**INFORMATION**
PR #807, opened 2026-09-03
match CPython for some float rounding behaviour

davidhewitt:
## Summary by cubic
Fixes float-to-integer conversion to match CPython for `round()`, `math.floor()`, `math.ceil()`, `math.trunc()`, and `int()`.

- Replaces i64 clamping with arbitrary-precision promotion for out-of-range floats.
- Adds exact OverflowError/ValueError messages for infinity and NaN.
- Consolidates conversion logic into `LongInt::value_from_f64`.
- Updates `bankers_round` to use the new conversion, fixing `round()` for large floats.
- Removes limitation on mixing float and big-int counts in `Counter`; those operations now produce the correct float result.

<sup>Written for commit 277978fcc9d1833b1da803878156b593f90f3cd5. Summary will update on new commits.</sup>

<a href="https://cubic.dev/pr/pydantic/monty/pull/807?utm_source=github" target="_blank" rel="noopener noreferrer" data-no-image-dialog="true"><picture><source media="(prefers-color-scheme: dark)" srcset="https://www.cubic.dev/buttons/review-in-cubic-dark.svg"><source media="(prefers-color-scheme: light)" srcset="https://www.cubic.dev/buttons/review-in-cubic-light.svg">Review in cubic</picture></a>

### DIFF
--- a/crates/monty/src/builtins/round.rs
+++ b/crates/monty/src/builtins/round.rs
@@ -101,17 +101,7 @@ pub fn builtin_round(vm: &mut VM<'_>, args: ArgValues) -> RunResult<Value> {
                 // Round to `d` decimal places using banker's rounding.
                 Ok(Value::Float(round_float_to_digits(*f, d)))
             } else {
-                // No digits: round to nearest integer and return int (banker's rounding)
-                if f.is_nan() {
-                    Err(SimpleException::new_msg(ExcType::ValueError, "cannot convert float NaN to integer").into())
-                } else if f.is_infinite() {
-                    Err(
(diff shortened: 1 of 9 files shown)


rewitt94 (approved):
Excellent thanks - this is more correct than clamping and LGTM!

Unrelated question are we going to fix our existing big-int issues?
```
big = int(1e20)          # now exactly 100000000000000000000 (was 9223372036854775807)
float(big)
# TypeError: float() argument must be a string or a real number, not 'int'
```

davidhewitt:
yes all of those should get fixed 👍

PR #810, opened 2026-09-03
don't make static strings a requirement for dump stability

davidhewitt:
bit of a crazy experiment to see if we can reduce merge conflicts

---
## Summary by cubic
Unifies parsing, preparation, compilation, and execution around one dynamically growing `Interns` table, so dump fingerprints no longer depend on the order or set of `StaticStrings` entries. Static strings now serialize by text, module names resolve at runtime, and keyword matching uses executor-independent names; this changes the dump wire format and bumps `DUMP_VERSION` to 10.

**Migration**
- Regenerate dumps created before this change; they will not load.
- A build that does not know a dumped static string preserves its text as an ordinary owned string.

<sup>Written for commit 9f75e7e274e0d074cecc6583f8960e6bb2841aa7. Summary will update on new commits.</sup>

<a href="https://cubic.dev/pr/pydantic/monty/pull/810?utm_source=github" target="_blank" rel="noopener noreferrer" data-no-image-dialog="true"><picture><source media="(prefers-color-scheme: dark)" srcset="https://www.cubic.dev/buttons/review-in-cubic-dark.svg"><source media="(prefers-color-scheme: light)" srcset="https://www.cubic.dev/buttons/review-in-cubic-light.svg">Review in cubic</picture></a>


crates/monty/src/bytecode/compiler.rs
```diff
@@ -1080,68 +1079,34 @@ impl<'a> Compiler<'a> {
...
-            self.compile_store(binding)?;
-        } else {
-            // Unknown module - defer error to runtime with RaiseImportError
-            // This allows TYPE_CHECKING imports to compile without error
-            let name_const = self.code.add_const(Value::InternString(module_name))?;
-            self.code.emit_u16(Opcode::RaiseImportError, name_const)?;
-        }
-        Ok(())
+        self.code
+            .emit_u16(Opcode::LoadModule, check_name_index_u16(module_name, position)?)?;
```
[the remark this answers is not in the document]
davidhewitt: I think if we reach the end of the u16 interner range a lot of things will break at the moment. So be it.

crates/monty/src/bytecode/op.rs
```diff
@@ -427,20 +427,11 @@ pub enum Opcode {
     Nop = 105,
 
     // === Module Operations ===
-    /// Load a built-in module onto the stack. Operand: u8 module_id.
+    /// Load a built-in module onto the stack. Operand: u16 module-name StringId.
```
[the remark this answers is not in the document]
davidhewitt: Version is bumped in this PR.

crates/monty/src/bytecode/compiler.rs
```diff
@@ -1080,68 +1079,34 @@ impl<'a> Compiler<'a> {
...
+        self.compile_store(binding)
```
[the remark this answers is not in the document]
davidhewitt: I think if we reach the end of the u16 interner range a lot of things will break at the moment. So be it.

crates/monty/src/args/bind_native.rs
```diff
@@ -567,13 +564,33 @@ impl<C: ContainsHeap> DropWithContext<C> for IterState {
...
+            Self::Ascii(byte) => key.matches(StringId::from_ascii(byte), interns),
+            Self::Static(value) => key.static_string(interns) == Some(value),
+        }
+    }
+}
+
+/// Finds the parameter named by a keyword in declaration order.
+///
+/// Plain positional-only parameters have no keyword identity and do not match.
 fn find_param<'s>(spec: &'s ParamSpec, key: &EitherStr, interns: &Interns) -> Option<(usize, &'s Param)> {
```
rewitt94, line 589: We could reduce the amount of arena look-ups here by calling `let key_static = key.static_string(interns);` once instead of in everything enumeration.

```
fn find_param<'s>(spec: &'s ParamSpec, key: &EitherStr, interns: &Interns) -> Option<(usize, &'s Param)> {
    let key_static = key.static_string(interns);
    spec.params
        .iter()
        .enumerate()
        .find(|(_, param)| {
            param.keyword_name.is_some_and(|name| match name {
                KeywordName::Ascii(byte) => key.matches(StringId::from_ascii(byte), interns),
                KeywordName::Static(value) => key_static == Some(value),
            })
        })
}
```

crates/monty/src/types/str.rs
```diff
@@ -184,12 +184,21 @@ fn ctor_str_arg<'a>(arg: Option<&'a Value>, default: &'a str, vm: &'a VM<'_>) ->
 pub fn allocate_string(s: impl AsRef<str> + Into<Box<str>>, heap: &Heap) -> Value {
     let bytes = s.as_ref().as_bytes();
     match bytes.len() {
-        0 => Value::InternString(StaticStrings::EmptyString.into()),
+        0 => allocate_string_no_interning(s, heap),
```
rewitt94, line 187: `allocate_string("")` no longer returns the canonical empty string. Only some callsites moved to `allocate_string_with_interns`. Others still reach this arm and hand back a fresh heap Str(""), so is empty strings can have different ids.

i.e.
```
empty = ''
b''.decode() is empty      # CPython and main: True, here: False
'{}'.format('') is empty   # CPython and main: True, here: False
f"{''}" is empty           # CPython and main: True, here: False
```

crates/monty/src/types/str.rs
```diff
@@ -184,12 +184,21 @@ fn ctor_str_arg<'a>(arg: Option<&'a Value>, default: &'a str, vm: &'a VM<'_>) ->
...
         1 => Value::InternString(StringId::from_ascii(bytes[0])),
         _ => allocate_string_no_interning(s, heap),
     }
 }
 
+/// Allocates a string while reusing the executor's canonical empty value.
+pub fn allocate_string_with_interns(s: impl AsRef<str> + Into<Box<str>>, heap: &Heap, interns: &Interns) -> Value {
```
rewitt94, line 194: Needing to remember to call this method to get empty string handling seems like a bit of a footgun? Can we combine it with the above somehow (although need for the Interns param seems like a complication)

crates/monty/src/dump_format.rs
rewitt94, line 208: Types also cause some merge conflicts should we implement a similar pattern for them? (As a follow-up I mean ofc)

crates/monty/src/types/str.rs
rewitt94: Maybe we add empty string to the ascii set then create a helper something like this for lookup?

```
pub(crate) fn reserved_string_id(s: &str) -> Option<StringId> {
    match s.as_bytes() {
        [] => Some(EMPTY_STRING_ID),
        [byte] => Some(StringId::from_ascii(*byte)),
        _ => None,
    }
}
```

crates/monty/src/intern.rs
```diff
@@ -1495,41 +1594,69 @@ impl From<Interns> for InternsWire {
...
-        .map(|(index, entry)| {
-            let id = StringId(
-                u32::try_from(INTERN_STRING_ID_OFFSET + index)
-                    .expect("StringId overflow while building reverse interns map"),
-            );
-            (entry.value().clone(), id)
-        })
-        .collect()
+/// Duplicate text is rejected because distinct IDs for equal interned strings
+/// would invalidate the ID-equality fast path used by Python string equality.
```
rewitt94, line 2050: We don't check globally reserved ids here? should we?

rewitt94 (approved):
This is cool! 

Do we have sufficient performance testing to assess this properly - I believe our benchmarks is quite a narrow set of functionality?

davidhewitt:
@codspeedbot explain this regression. Do we have sufficient coverage; should we add some broad benchmarks for this?

crates/monty/src/dump_format.rs
davidhewitt: Yes definitely, all of these should be figured out!

crates/monty/src/intern.rs
```diff
@@ -1495,41 +1979,69 @@ impl From<Interns> for InternsWire {
...
+fn build_string_maps(strings: &StringEntries) -> Result<StringMaps, String> {
+    let mut seen = AHashMap::with_capacity(strings.len());
+    let mut string_id_by_name = AHashMap::new();
+    let static_string_ids = RefCell::new(AHashMap::new());
```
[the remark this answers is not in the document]
davidhewitt: See #873, I don't care

crates/monty/src/value.rs
```diff
@@ -2528,9 +2523,23 @@ impl EitherStr {
...
 ///
 /// Wraps a `StaticStrings` variant to leverage its string conversion capabilities.
-#[derive(Debug, Clone, Copy, PartialEq, Eq, Hash, serde::Serialize, serde::Deserialize)]
+#[derive(Debug, Clone, Copy, PartialEq, Eq, Hash)]
 pub(crate) struct Marker(pub StaticStrings);
 
+impl serde::Serialize for Marker {
+    fn serialize<S: serde::Serializer>(&self, serializer: S) -> Result<S::Ok, S::Error> {
+        let value: &'static str = self.0.into();
+        serde::Serialize::serialize(value, serializer)
```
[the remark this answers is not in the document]
davidhewitt: Not valid, this PR bumps the dump version.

**WORK TASK**
Reproduce only the lines between the line containing "This is cool!" and the last line of the records, those two lines included, exactly.

**RESULT OF THE TASK**
This is cool! 

Do we have sufficient performance testing to assess this properly - I believe our benchmarks is quite a narrow set of functionality?

davidhewitt:
@codspeedbot explain this regression. Do we have sufficient coverage; should we add some broad benchmarks for this?

crates/monty/src/dump_format.rs
davidhewitt: Yes definitely, all of these should be figured out!

crates/monty/src/intern.rs
```diff
@@ -1495,41 +1979,69 @@ impl From<Interns> for InternsWire {
...
+fn build_string_maps(strings: &StringEntries) -> Result<StringMaps, String> {
+    let mut seen = AHashMap::with_capacity(strings.len());
+    let mut string_id_by_name = AHashMap::new();
+    let static_string_ids = RefCell::new(AHashMap::new());
```
[the remark this answers is not in the document]
davidhewitt: See #873, I don't care

crates/monty/src/value.rs
```diff
@@ -2528,9 +2523,23 @@ impl EitherStr {
...
 ///
 /// Wraps a `StaticStrings` variant to leverage its string conversion capabilities.
-#[derive(Debug, Clone, Copy, PartialEq, Eq, Hash, serde::Serialize, serde::Deserialize)]
+#[derive(Debug, Clone, Copy, PartialEq, Eq, Hash)]
 pub(crate) struct Marker(pub StaticStrings);
 
+impl serde::Serialize for Marker {
+    fn serialize<S: serde::Serializer>(&self, serializer: S) -> Result<S::Ok, S::Error> {
+        let value: &'static str = self.0.into();
+        serde::Serialize::serialize(value, serializer)
```
[the remark this answers is not in the document]
davidhewitt: Not valid, this PR bumps the dump version.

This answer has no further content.